PR #1201, opened 2022-12-20
MTG-8 use latest version of shared pipeline

xgouchet:
### What does this PR do?

Bump the pipeline dependency (cf [dd-source#21171](https://github.com/DataDog/dd-source/pull/21171) )

### DIFF
--- a/.gitlab-ci.yml
+++ b/.gitlab-ci.yml
@@ -73,10 +73,10 @@ analysis:licenses:
 
 static-analysis:
   stage: analysis
-  variables: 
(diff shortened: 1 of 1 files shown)


dd-sdk-android/src/main/kotlin/com/datadog/android/core/internal/sampling/Sampler.kt
```diff
@@ -8,6 +8,7 @@ package com.datadog.android.core.internal.sampling
 
 internal interface Sampler {
 
+
```
0xnm, line 11: seems this one should be reverted

0xnm (approved):

PR #1212, opened 2023-01-03
RUMM-2796 RequestFactory can throw exceptions

mariusc83:
### What does this PR do?

### Motivation

### Additional Notes

### DIFF
--- a/dd-sdk-android/src/main/kotlin/com/datadog/android/v2/api/RequestFactory.kt
+++ b/dd-sdk-android/src/main/kotlin/com/datadog/android/v2/api/RequestFactory.kt
@@ -19,7 +19,9 @@ fun interface RequestFactory {
      * @param context Datadog SDK context.
      * @param batchData Raw data of the batch.
      * @param batchMetadata Raw metadata of the batch.
+     * @throws [Exception] in case the request could not be created.
      */
+    @kotlin.jvm.Throws
     fun create(
         context: DatadogContext,
         batchData: List<ByteArray>,
--- a/dd-sdk-android/src/main/kotlin/com/datadog/android/v2/core/internal/net/DataOkHttpUploader.kt
+++ b/dd-sdk-android/src/main/kotlin/com/datadog/android/v2/core/internal/net/DataOkHttpUploader.kt
@@ -10,6 +10,7 @@ import com.datadog.android.core.internal.net.UploadStatus
 import com.datadog.android.core.internal.system.AndroidInfoProvider
 import com.datadog.android.core.internal.utils.devLogger
 import com.datadog.android.log.Logger
+import com.datadog.android.log.internal.utils.errorWithTelemetry
 import com.datadog.android.v2.api.RequestFactory
 import com.datadog.android.v2.api.context.DatadogContext
 import okhttp3.Call
@@ -35,7 +36,12 @@ internal class DataOkHttpUploader(
         batch: List<ByteArray>,
         batchMeta: ByteArray?
     ): UploadStatus {
-        val request = requestFactory.create(context, batch, batchMeta)
+        val request = try {
+            requestFactory.create(context, batch, batchMeta)
+        } catch (e: Exception) {
+            internalLogger.errorWithTelemetry("Unable to create the upload request.", e)
+            return UploadStatus.UNKNOWN_ERROR
+        }
 
         val uploadStatus = try {
             executeUploadRequest(request)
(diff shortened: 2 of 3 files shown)


dd-sdk-android/src/main/kotlin/com/datadog/android/v2/core/internal/net/DataOkHttpUploader.kt
```diff
@@ -35,7 +36,12 @@ internal class DataOkHttpUploader(
         batch: List<ByteArray>,
         batchMeta: ByteArray?
     ): UploadStatus {
-        val request = requestFactory.create(context, batch, batchMeta)
+        val request = try {
+            requestFactory.create(context, batch, batchMeta)
+        } catch (e: Exception) {
+            internalLogger.errorWithTelemetry("Unable to create the upload request.", e)
+            return UploadStatus.UNKNOWN_ERROR
```
mariusc83, line 43: should we create a dedicated error for this case ?

dd-sdk-android/src/main/kotlin/com/datadog/android/v2/api/RequestFactory.kt
```diff
@@ -19,7 +19,9 @@ fun interface RequestFactory {
      * @param context Datadog SDK context.
      * @param batchData Raw data of the batch.
      * @param batchMetadata Raw metadata of the batch.
+     * @throws [Exception] in case the request could not be created.
      */
+    @kotlin.jvm.Throws
```
0xnm, line 24: I think this one is not needed. According to the [description](https://kotlinlang.org/api/latest/jvm/stdlib/kotlin.jvm/-throws/) this is a compiler-related annotation which says to add `throws` keyword to the method signature in Java. This keyword will force the caller to handle this exception.

While in our case caller is not in Java, but in Kotlin, this obligation has no effect. Also not sure if `Throws` annotation without the list of exception will generate anything at all for JVM, will it?

dd-sdk-android/src/main/kotlin/com/datadog/android/v2/core/internal/net/DataOkHttpUploader.kt
```diff
@@ -35,7 +36,12 @@ internal class DataOkHttpUploader(
         batch: List<ByteArray>,
         batchMeta: ByteArray?
     ): UploadStatus {
-        val request = requestFactory.create(context, batch, batchMeta)
+        val request = try {
+            requestFactory.create(context, batch, batchMeta)
+        } catch (e: Exception) {
+            internalLogger.errorWithTelemetry("Unable to create the upload request.", e)
```
0xnm, line 42: you need to rebase, there is no such method anymore :)

dd-sdk-android/src/main/kotlin/com/datadog/android/v2/core/internal/net/DataOkHttpUploader.kt
0xnm: Yes, I think we should. Also we should show the exception happened to the user as well, so let's log it with the target=user, not contributor.

0xnm (changes requested):

dd-sdk-android/src/main/kotlin/com/datadog/android/v2/core/internal/net/DataOkHttpUploader.kt
```diff
@@ -35,7 +36,12 @@ internal class DataOkHttpUploader(
         batch: List<ByteArray>,
         batchMeta: ByteArray?
     ): UploadStatus {
-        val request = requestFactory.create(context, batch, batchMeta)
+        val request = try {
+            requestFactory.create(context, batch, batchMeta)
```
xgouchet, line 40: Can we be more explicit in which exception can happen here? It is a code smell to catch any Exception, so we need to have a better understanding of what happens in the request factory.
Also shouldn't this be handled in the request factory directly instead?

dd-sdk-android/src/main/kotlin/com/datadog/android/v2/api/RequestFactory.kt
0xnm: Probably mentioning it in the documentation will be enough. Not sure if `Throws` is copied to the implementation of the interface automatically by the IDE (so need to check interface description manually anyway in this case).

xgouchet (changes requested):

dd-sdk-android/src/main/kotlin/com/datadog/android/v2/core/internal/net/DataOkHttpUploader.kt
mariusc83: the idea is that the exception can be `Any` as this can be thrown by an implementation of the `RequestFactory`. You can't know what this will be. We are actually following `iOS` here as they have the same approach on their end. 
You can't handle this in the `RequestFactory` as you need to tell the core what to do with the batch in case of an exception when creating the `Request`

PR #1215, opened 2023-01-04
RUMM-2516: Remove cross platform duplicates crashes

louiszawadzki:
### What does this PR do?

- Makes sure a view update is sent when a cross-platform crash is detected
- Do not send the native crash if there already was a crash

### Motivation

Remove duplicated errors for JS crashes in React Native.
I'm not sure why we had 2 different behaviours in the first place depending on whether the crash was cross-platform or native: https://github.com/DataDog/dd-sdk-android/pull/764

### DIFF
--- a/dd-sdk-android/src/main/kotlin/com/datadog/android/rum/internal/domain/scope/RumViewScope.kt
+++ b/dd-sdk-android/src/main/kotlin/com/datadog/android/rum/internal/domain/scope/RumViewScope.kt
@@ -359,7 +359,7 @@ internal open class RumViewScope(
         val rumContext = getRumContext()
 
         val updatedAttributes = addExtraAttributes(event.attributes)
-        val isFatal = updatedAttributes.remove(RumAttributes.INTERNAL_ERROR_IS_CRASH) as? Boolean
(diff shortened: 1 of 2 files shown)


dd-sdk-android/src/main/kotlin/com/datadog/android/rum/internal/domain/scope/RumViewScope.kt
```diff
@@ -359,7 +359,9 @@ internal open class RumViewScope(
         val rumContext = getRumContext()
 
         val updatedAttributes = addExtraAttributes(event.attributes)
-        val isFatal = updatedAttributes.remove(RumAttributes.INTERNAL_ERROR_IS_CRASH) as? Boolean
+        val isFatal = updatedAttributes.remove(RumAttributes.INTERNAL_ERROR_IS_CRASH) as? Boolean == true || event.isFatal
+        if (crashCount > 0 && isFatal) return // if a cross-platform crash was already reported, do not send its native version
```
mariusc83, line 363: This could work only if we are sure there's not going to be another fatal crash reported after this.

xgouchet: If the crash is fatal, none could be reported after.

xgouchet (approved):

PR #1216, opened 2023-01-04
RUMM-2834: Tracing feature stores context in the common context storage

0xnm:
### What does this PR do?

This change makes tracing feature to store its context (active span) in the common context storage.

——————————

◆ TASK TO COMPLETE ◆
Exactly as they appear above, write out the line containing "You can't handle" and each line that comes after it in the records.

◆ RESPONSE TO THE EXERCISE ◆
You can't handle this in the `RequestFactory` as you need to tell the core what to do with the batch in case of an exception when creating the `Request`

PR #1215, opened 2023-01-04
RUMM-2516: Remove cross platform duplicates crashes

louiszawadzki:
### What does this PR do?

- Makes sure a view update is sent when a cross-platform crash is detected
- Do not send the native crash if there already was a crash

### Motivation

Remove duplicated errors for JS crashes in React Native.
I'm not sure why we had 2 different behaviours in the first place depending on whether the crash was cross-platform or native: https://github.com/DataDog/dd-sdk-android/pull/764

### DIFF
--- a/dd-sdk-android/src/main/kotlin/com/datadog/android/rum/internal/domain/scope/RumViewScope.kt
+++ b/dd-sdk-android/src/main/kotlin/com/datadog/android/rum/internal/domain/scope/RumViewScope.kt
@@ -359,7 +359,7 @@ internal open class RumViewScope(
         val rumContext = getRumContext()
 
         val updatedAttributes = addExtraAttributes(event.attributes)
-        val isFatal = updatedAttributes.remove(RumAttributes.INTERNAL_ERROR_IS_CRASH) as? Boolean
(diff shortened: 1 of 2 files shown)


dd-sdk-android/src/main/kotlin/com/datadog/android/rum/internal/domain/scope/RumViewScope.kt
```diff
@@ -359,7 +359,9 @@ internal open class RumViewScope(
         val rumContext = getRumContext()
 
         val updatedAttributes = addExtraAttributes(event.attributes)
-        val isFatal = updatedAttributes.remove(RumAttributes.INTERNAL_ERROR_IS_CRASH) as? Boolean
+        val isFatal = updatedAttributes.remove(RumAttributes.INTERNAL_ERROR_IS_CRASH) as? Boolean == true || event.isFatal
+        if (crashCount > 0 && isFatal) return // if a cross-platform crash was already reported, do not send its native version
```
mariusc83, line 363: This could work only if we are sure there's not going to be another fatal crash reported after this.

xgouchet: If the crash is fatal, none could be reported after.

xgouchet (approved):

PR #1216, opened 2023-01-04
RUMM-2834: Tracing feature stores context in the common context storage

0xnm:
### What does this PR do?

This change makes tracing feature to store its context (active span) in the common context storage.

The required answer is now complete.